:: Saved data entries ::
==============================

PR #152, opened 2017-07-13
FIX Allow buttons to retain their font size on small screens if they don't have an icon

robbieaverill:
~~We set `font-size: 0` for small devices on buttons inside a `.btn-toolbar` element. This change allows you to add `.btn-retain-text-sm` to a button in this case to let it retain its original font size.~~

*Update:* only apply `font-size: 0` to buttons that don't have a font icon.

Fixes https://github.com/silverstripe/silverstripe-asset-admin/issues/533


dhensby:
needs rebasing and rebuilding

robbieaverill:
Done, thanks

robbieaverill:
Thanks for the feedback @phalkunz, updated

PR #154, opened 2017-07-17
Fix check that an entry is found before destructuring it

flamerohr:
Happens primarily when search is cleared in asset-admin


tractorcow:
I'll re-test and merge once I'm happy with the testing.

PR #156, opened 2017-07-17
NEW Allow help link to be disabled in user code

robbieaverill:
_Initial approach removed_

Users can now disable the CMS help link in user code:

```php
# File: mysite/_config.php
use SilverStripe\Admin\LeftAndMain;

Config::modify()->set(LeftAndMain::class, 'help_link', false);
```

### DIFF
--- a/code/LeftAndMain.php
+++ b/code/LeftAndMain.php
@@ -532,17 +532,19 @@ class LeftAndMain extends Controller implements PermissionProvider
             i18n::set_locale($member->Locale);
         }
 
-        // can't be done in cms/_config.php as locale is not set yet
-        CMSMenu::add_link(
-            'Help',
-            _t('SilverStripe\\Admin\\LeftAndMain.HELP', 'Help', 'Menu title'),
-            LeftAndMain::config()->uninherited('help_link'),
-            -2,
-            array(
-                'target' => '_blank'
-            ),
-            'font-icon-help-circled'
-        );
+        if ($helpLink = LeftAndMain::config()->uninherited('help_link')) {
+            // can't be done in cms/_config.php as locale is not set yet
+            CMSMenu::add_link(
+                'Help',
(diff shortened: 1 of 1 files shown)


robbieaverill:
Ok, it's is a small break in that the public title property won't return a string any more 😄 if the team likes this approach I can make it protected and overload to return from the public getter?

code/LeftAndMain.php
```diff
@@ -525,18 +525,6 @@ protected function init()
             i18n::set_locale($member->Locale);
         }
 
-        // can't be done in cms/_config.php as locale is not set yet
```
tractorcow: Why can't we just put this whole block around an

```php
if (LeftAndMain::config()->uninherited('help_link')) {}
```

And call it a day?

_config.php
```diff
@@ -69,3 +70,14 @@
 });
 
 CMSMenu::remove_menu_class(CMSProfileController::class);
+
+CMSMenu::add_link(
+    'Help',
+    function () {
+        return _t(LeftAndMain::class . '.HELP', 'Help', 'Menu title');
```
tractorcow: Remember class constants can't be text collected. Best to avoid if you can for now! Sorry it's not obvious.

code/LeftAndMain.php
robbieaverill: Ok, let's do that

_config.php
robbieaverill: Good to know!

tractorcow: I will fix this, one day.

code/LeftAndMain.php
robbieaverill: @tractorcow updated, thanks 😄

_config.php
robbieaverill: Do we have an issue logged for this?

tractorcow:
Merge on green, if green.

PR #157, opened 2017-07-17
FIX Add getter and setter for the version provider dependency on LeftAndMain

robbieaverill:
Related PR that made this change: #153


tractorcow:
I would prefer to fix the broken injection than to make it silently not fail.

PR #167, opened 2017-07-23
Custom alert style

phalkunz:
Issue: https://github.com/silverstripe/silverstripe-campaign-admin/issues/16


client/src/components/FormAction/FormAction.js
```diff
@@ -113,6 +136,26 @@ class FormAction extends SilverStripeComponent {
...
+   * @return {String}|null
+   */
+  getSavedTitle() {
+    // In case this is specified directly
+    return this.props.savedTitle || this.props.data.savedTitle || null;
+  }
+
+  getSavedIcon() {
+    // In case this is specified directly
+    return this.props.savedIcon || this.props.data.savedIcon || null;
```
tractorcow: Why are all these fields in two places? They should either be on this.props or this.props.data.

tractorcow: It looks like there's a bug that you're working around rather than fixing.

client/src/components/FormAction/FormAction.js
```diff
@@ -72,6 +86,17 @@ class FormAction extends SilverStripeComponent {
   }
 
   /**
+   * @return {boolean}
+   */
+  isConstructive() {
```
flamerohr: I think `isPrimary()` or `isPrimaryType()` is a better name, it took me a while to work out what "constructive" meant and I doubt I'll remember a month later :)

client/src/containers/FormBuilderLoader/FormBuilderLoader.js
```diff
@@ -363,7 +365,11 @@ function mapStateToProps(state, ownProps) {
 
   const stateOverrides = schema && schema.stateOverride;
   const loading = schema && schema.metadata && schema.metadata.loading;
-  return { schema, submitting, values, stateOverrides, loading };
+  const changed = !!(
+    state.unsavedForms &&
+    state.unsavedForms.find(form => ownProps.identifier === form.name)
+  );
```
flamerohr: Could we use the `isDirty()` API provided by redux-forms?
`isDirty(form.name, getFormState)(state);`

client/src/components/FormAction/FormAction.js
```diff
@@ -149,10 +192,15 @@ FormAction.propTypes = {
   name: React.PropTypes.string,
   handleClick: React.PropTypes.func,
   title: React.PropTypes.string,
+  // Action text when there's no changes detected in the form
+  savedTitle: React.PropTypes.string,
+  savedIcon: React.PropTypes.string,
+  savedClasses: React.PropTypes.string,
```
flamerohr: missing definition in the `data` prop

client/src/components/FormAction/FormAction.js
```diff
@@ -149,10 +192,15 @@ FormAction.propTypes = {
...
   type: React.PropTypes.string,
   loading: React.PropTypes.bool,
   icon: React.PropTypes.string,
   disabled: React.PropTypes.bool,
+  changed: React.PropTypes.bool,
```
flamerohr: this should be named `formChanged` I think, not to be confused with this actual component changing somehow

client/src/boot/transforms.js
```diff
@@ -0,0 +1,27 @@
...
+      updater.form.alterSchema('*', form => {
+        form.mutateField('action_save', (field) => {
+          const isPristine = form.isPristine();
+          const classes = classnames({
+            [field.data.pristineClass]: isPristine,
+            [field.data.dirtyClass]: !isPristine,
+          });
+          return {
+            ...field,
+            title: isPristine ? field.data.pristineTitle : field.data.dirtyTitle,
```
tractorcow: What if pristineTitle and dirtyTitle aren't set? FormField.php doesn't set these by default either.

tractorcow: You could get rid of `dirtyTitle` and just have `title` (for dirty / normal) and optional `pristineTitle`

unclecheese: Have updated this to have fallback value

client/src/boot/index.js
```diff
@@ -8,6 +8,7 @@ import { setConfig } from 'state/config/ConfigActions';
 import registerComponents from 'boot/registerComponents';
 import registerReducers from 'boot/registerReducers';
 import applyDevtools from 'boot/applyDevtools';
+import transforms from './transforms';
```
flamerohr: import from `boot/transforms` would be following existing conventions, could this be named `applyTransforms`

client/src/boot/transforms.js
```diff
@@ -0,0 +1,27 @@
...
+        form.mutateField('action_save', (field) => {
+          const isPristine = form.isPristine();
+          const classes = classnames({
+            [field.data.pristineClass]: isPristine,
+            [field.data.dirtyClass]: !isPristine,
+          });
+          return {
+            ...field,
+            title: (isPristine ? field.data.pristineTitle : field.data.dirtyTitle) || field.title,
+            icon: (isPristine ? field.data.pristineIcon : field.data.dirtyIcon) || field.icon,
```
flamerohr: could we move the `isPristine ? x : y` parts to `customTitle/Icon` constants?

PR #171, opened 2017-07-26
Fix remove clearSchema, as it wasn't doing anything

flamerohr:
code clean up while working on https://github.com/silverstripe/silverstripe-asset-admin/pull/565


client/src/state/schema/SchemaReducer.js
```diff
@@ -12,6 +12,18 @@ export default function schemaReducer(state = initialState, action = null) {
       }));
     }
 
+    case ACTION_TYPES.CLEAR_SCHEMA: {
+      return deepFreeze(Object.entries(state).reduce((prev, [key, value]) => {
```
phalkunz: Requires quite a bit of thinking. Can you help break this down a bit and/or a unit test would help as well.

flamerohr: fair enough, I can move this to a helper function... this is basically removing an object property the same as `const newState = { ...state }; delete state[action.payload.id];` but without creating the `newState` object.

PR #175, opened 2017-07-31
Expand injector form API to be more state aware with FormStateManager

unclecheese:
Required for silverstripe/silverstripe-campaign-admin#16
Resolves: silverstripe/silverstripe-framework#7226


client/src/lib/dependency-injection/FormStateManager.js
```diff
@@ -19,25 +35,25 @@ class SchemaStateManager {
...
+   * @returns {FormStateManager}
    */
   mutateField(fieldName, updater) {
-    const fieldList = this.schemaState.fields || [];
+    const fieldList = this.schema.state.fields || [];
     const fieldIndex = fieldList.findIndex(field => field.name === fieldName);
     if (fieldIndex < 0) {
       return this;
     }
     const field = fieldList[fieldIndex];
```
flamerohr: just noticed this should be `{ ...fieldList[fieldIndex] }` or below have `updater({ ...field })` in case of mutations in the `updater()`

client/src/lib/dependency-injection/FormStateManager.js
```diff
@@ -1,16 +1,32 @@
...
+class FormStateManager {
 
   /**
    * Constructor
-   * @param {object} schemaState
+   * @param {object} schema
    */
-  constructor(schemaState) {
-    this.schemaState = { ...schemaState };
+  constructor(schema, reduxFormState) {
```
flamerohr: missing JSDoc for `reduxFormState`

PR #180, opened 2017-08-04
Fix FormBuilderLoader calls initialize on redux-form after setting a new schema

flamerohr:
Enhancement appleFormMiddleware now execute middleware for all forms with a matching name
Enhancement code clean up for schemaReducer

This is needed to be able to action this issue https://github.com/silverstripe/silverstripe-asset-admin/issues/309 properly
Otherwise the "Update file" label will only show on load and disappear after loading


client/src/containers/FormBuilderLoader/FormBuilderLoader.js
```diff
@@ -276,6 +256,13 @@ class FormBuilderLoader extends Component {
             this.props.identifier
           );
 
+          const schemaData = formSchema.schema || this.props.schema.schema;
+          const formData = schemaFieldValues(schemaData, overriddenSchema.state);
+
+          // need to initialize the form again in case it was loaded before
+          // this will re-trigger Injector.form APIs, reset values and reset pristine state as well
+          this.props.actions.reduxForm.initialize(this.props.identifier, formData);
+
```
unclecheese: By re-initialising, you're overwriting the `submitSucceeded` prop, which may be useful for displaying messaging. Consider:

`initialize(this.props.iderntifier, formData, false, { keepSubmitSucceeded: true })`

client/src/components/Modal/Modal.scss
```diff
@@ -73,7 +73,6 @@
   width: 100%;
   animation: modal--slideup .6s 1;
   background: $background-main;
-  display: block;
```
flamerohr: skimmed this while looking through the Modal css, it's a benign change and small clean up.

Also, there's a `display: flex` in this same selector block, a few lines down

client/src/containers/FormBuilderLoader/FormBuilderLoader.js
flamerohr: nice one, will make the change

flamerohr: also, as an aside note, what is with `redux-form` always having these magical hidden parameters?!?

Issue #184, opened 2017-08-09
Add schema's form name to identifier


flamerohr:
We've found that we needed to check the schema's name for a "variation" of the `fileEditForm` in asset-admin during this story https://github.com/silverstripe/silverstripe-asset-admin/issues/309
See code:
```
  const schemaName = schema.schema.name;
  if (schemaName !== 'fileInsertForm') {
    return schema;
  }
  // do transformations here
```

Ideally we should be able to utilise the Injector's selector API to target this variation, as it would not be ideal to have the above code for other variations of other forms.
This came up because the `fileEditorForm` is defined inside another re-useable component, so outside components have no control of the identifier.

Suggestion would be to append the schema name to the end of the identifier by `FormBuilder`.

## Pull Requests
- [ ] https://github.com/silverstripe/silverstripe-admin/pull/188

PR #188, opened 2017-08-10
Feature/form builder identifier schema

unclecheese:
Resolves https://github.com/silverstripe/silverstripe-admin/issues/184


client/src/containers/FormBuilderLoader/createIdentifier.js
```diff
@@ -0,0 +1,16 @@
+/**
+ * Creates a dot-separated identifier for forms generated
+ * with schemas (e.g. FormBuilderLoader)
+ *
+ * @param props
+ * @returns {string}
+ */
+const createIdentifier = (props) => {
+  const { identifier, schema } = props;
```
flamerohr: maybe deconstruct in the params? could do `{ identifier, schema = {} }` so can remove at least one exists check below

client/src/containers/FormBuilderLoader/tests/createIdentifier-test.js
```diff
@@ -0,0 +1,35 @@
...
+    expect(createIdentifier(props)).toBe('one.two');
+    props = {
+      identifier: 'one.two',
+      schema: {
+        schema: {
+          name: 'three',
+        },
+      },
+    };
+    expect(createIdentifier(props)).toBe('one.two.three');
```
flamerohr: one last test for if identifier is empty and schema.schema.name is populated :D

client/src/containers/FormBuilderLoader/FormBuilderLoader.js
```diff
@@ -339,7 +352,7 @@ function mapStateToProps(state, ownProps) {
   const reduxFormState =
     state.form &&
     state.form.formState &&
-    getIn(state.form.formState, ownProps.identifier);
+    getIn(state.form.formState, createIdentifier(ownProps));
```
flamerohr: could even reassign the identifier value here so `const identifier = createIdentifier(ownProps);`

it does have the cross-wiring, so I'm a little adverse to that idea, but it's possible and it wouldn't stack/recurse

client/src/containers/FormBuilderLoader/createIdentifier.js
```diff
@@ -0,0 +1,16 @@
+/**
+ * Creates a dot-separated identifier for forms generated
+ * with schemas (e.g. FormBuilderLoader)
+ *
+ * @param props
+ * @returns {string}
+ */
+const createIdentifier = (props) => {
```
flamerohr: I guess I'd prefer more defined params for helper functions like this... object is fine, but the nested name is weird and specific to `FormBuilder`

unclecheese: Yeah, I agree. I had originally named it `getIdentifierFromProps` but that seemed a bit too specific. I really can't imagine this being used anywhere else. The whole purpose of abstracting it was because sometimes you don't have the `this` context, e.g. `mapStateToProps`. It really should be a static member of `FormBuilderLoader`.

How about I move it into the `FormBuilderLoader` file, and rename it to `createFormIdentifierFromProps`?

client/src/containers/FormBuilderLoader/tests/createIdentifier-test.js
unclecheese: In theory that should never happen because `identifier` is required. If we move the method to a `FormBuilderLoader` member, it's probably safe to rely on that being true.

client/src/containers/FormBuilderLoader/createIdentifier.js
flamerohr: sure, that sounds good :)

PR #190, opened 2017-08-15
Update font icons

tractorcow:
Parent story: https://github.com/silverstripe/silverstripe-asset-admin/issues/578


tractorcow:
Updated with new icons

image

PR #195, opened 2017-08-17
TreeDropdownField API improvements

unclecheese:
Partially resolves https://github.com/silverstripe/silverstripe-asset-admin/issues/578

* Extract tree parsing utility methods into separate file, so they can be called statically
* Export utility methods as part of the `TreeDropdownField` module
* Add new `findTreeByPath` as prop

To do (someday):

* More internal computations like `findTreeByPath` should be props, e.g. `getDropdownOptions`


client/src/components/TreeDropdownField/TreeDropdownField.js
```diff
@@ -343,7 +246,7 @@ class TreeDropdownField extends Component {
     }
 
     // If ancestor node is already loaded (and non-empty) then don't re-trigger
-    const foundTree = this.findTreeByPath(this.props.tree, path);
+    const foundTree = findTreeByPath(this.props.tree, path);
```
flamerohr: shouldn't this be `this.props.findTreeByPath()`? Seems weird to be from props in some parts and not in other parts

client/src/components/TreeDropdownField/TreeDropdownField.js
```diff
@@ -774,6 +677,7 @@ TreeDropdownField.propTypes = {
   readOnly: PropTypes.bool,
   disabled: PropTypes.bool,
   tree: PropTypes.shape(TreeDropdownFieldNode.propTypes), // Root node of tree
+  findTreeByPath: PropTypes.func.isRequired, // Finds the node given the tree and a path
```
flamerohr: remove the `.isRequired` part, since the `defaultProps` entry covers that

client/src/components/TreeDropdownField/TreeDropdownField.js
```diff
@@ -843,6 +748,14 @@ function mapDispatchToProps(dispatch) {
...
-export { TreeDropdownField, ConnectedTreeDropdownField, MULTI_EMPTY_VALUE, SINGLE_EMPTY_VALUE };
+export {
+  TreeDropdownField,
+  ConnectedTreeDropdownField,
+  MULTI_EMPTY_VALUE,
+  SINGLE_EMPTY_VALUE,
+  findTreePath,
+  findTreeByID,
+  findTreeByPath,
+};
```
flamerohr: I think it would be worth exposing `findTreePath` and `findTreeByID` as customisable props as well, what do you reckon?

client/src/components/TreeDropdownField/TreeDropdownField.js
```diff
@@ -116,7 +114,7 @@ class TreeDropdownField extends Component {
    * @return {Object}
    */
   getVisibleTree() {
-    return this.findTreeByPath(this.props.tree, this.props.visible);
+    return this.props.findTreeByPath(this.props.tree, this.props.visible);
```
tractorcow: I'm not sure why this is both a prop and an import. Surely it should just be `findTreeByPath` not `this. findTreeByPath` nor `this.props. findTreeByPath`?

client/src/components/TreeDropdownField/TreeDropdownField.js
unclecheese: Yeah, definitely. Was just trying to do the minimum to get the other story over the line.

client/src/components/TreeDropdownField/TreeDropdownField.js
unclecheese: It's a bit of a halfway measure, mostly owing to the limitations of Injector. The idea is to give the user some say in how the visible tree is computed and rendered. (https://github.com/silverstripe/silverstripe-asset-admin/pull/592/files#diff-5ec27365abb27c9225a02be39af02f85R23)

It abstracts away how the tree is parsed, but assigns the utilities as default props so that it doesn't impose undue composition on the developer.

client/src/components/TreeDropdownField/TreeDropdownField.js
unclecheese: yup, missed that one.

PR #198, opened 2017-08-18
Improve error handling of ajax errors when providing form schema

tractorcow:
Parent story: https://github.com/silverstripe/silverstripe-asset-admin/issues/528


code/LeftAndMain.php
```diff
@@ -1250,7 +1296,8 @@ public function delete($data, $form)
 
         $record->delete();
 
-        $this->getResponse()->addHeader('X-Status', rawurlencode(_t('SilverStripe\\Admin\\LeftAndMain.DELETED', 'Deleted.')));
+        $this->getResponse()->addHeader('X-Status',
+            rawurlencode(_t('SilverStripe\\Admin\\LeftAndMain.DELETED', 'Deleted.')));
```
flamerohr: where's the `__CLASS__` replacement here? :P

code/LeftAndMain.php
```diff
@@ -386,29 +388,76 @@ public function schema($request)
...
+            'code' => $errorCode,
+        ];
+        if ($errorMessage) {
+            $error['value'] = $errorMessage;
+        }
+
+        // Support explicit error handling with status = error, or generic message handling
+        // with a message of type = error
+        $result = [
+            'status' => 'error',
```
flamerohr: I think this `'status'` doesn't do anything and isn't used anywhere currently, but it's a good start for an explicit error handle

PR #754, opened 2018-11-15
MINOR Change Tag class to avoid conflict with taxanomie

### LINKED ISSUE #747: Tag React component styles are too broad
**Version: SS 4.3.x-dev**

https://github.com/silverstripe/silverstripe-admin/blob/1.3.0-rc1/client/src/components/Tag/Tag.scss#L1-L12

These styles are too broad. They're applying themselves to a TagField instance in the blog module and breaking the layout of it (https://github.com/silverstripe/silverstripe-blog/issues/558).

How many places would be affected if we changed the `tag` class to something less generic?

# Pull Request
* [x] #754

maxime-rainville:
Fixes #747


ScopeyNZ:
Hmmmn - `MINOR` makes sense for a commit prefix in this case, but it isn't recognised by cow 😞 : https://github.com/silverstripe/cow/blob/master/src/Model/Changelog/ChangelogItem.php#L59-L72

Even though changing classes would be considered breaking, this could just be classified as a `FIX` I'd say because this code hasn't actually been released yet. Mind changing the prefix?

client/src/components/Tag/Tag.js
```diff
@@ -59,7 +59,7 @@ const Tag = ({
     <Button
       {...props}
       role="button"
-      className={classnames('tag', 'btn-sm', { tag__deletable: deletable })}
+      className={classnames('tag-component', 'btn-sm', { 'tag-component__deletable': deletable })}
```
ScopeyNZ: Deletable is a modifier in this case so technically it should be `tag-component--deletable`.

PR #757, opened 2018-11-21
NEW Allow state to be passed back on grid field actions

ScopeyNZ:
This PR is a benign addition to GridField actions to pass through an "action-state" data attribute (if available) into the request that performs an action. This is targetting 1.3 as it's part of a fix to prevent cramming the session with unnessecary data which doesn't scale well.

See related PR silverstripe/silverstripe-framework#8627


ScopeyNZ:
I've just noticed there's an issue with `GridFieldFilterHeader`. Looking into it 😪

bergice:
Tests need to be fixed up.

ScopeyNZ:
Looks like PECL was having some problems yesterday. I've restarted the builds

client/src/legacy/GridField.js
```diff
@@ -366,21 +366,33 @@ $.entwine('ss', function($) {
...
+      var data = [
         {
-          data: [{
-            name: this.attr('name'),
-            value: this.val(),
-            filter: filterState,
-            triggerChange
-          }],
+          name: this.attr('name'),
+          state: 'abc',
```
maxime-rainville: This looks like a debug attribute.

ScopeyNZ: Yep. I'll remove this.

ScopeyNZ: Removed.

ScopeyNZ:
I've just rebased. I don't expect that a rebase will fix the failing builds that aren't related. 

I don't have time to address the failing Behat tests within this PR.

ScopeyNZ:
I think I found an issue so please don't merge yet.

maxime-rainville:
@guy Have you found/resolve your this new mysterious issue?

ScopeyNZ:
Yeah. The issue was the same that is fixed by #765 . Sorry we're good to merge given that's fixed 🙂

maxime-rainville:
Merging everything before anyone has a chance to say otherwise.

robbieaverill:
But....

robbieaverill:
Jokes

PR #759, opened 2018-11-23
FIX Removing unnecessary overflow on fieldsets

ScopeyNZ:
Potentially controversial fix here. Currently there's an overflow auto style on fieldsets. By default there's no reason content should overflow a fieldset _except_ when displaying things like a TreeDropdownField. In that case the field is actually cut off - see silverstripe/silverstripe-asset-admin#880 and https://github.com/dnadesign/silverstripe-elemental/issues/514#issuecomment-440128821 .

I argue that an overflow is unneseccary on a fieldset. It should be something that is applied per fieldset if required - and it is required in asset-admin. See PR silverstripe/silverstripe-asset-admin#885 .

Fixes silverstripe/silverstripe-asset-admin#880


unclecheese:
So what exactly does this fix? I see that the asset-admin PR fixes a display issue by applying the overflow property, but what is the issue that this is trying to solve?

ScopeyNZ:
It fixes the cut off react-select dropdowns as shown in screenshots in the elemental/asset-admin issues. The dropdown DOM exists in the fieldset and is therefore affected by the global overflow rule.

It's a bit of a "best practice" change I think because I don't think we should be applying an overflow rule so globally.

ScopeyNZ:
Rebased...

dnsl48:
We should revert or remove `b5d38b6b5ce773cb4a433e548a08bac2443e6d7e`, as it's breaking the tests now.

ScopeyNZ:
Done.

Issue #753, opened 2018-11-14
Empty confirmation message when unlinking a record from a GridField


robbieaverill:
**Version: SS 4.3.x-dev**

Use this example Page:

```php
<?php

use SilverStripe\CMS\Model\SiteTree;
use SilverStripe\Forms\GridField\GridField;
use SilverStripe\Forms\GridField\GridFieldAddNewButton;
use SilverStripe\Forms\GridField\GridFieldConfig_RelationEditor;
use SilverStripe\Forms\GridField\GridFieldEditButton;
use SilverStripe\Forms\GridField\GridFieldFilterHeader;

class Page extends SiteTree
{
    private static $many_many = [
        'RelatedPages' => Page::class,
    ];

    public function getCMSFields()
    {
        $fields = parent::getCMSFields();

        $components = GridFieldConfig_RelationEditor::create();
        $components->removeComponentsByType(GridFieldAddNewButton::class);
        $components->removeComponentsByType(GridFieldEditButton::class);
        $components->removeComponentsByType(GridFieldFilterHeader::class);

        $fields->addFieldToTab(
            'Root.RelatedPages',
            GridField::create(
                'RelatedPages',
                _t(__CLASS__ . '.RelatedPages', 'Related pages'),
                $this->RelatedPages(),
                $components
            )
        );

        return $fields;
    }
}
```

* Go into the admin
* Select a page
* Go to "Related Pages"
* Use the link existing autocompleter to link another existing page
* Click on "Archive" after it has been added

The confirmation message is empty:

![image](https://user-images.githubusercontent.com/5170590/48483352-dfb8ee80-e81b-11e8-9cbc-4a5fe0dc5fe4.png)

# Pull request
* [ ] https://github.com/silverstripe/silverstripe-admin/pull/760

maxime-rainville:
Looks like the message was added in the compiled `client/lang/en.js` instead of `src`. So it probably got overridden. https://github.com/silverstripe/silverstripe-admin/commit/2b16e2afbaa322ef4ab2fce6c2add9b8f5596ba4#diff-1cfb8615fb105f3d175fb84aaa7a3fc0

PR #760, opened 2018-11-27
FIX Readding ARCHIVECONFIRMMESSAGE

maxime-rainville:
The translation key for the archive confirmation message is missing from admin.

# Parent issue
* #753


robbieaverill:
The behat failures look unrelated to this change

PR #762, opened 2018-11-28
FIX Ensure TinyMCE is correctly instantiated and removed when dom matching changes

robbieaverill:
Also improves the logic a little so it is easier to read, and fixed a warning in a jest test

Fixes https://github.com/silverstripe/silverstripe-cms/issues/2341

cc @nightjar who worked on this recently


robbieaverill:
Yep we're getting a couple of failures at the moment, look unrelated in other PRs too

==============================

:: WHAT IS REQUIRED ::
Pull out all lines from the entries above in which the word "protected" appears.

:: SOLUTION FOR THIS PROBLEM ::
Ok, it's is a small break in that the public title property won't return a string any more 😄 if the team likes this approach I can make it protected and overload to return from the public getter?
@@ -525,18 +525,6 @@ protected function init()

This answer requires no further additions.